Водитель тронул с места, и Саратов тут же узнал по голосу Дядь Витю – старого таксиста, работавшего на пятачке возле станции скорой помощи. Сухощавый, гладко выбритый и знающий всё на свете, Дядь Витя на самом деле был не совсем Витя. Звали его Валиханом, но в народе, с его же подачи, давно прижилась другая форма имени, как будто более подходящая к шоферскому занятию, как старые четки подходит для того, чтобы висеть на зеркале заднего вида.
– Туда же?
– Ага. Спасибо, что подождали.
– А пожалуйста. Надо – подождем. Не надо – не подождем.
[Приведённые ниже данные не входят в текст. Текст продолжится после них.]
PR #6998, opened 2024-01-17
Make agent more resilient to resource loading issues

wouterdb:
# Description

Ensure exception produced by resource construction are properly handled 

Previously, exceptions could escape, making deployments hang

```
  File "/opt/inmanta/lib64/python3.11/site-packages/inmanta/agent/agent.py", line 737, in deploy_action
    await self.get_latest_version_for_agent(
  File "/opt/inmanta/lib64/python3.11/site-packages/inmanta/agent/agent.py", line 860, in get_latest_version_for_agent
    undeployable, resources = await self.load_resources(
                              ^^^^^^^^^^^^^^^^^^^^^^^^^^
  File "/opt/inmanta/lib64/python3.11/site-packages/inmanta/agent/agent.py", line 1053, in load_resources
    resource: Resource = Resource.deserialize(res["attributes"])
                         ^^^^^^^^^^^^^^^^^^^^^^^^^^^^^^^^^^^^^^^
  File "/opt/inmanta/lib64/python3.11/site-packages/inmanta/resources.py", line 353, in deserialize
    obj.populate(obj_map, force_fields)
  File "/opt/inmanta/lib64/python3.11/site-packages/inmanta/resources.py", line 386, in populate
    raise Exception("Resource with id {} does not have field {}".format(fields["id"], field))
```

# Self Check:

- [x] Changelog entry

### DIFF
--- a/src/inmanta/agent/agent.py
+++ b/src/inmanta/agent/agent.py
@@ -114,7 +114,7 @@ class ResourceActionBase(abc.ABC):
 
     def cancel(self) -> None:
         if not self.is_running() and not self.is_done():
-            LOGGER.info("Cancelled deploy of %s %s", self.gid, self.resource_id)
+            self.logger.info("Cancelled deploy of %s %s %s", self.__class__.__name__, self.gid, self.resource_id)
             self.future.set_result(ResourceActionResult(cancel=True))
 
     def long_string(self) -> str:
--- a/src/inmanta/agent/agent.py
+++ b/src/inmanta/agent/agent.py
@@ -1062,7 +1062,7 @@ class AgentInstance:
                     resource = Resource.deserialize(res["attributes"], use_generic=True)
                     loaded_resources.append(resource)
 
-            except TypeError:
+            except Exception:
                 failed_resources.append(res["id"])
                 undeployable[res["id"]] = const.ResourceState.unavailable
                 resource = Resource.deserialize(res["attributes"], use_generic=True)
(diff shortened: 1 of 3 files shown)


src/inmanta/protocol/endpoints.py
```diff
@@ -208,7 +208,7 @@ async def start(self) -> None:
         Connect to the server and use a heartbeat and long-poll for two-way communication
         """
         assert self._env_id is not None
-        LOGGER.log(3, "Starting agent for %s", str(self.sessionid))
+        LOGGER.info("Starting agent for %s", str(self.sessionid))
```
wouterdb, line 211: This is to make it clear in the log when the agent restarts

src/inmanta/agent/agent.py
```diff
@@ -114,7 +114,7 @@ def is_done(self) -> bool:
 
     def cancel(self) -> None:
         if not self.is_running() and not self.is_done():
-            LOGGER.info("Cancelled deploy of %s %s", self.gid, self.resource_id)
+            self.logger.info("Cancelled deploy of %s %s %s", self.__class__.__name__, self.gid, self.resource_id)
```
arnaudsjs, line 117: Just for my information. Why is it important to rely on the specific logger from the agent?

Поскольку Дядь Витя всё знал, то знал он и про вчерашний казус между Саратовым и главврачом. Оля тоже знала, что он знает. Дядь Витю выдала сочувствующая интонация, когда он поздоровался.
Поначалу ехали молча.
Однако не разговаривать всю дорогу было для Дядь Вити мучительно. Поэтому он завел беседу – таким тоном, который не требует ответа.
– Бродяги, говорят, опять шарохаются, – сказал Дядь Витя и посигналил машине из встречного потока. – Вчера их на оврагах видали.
Оля хмыкнула.
– Нехорошо, – задумался Дядь Витя. – На моей памяти, Ольга Владимировна, цыганины не к добру.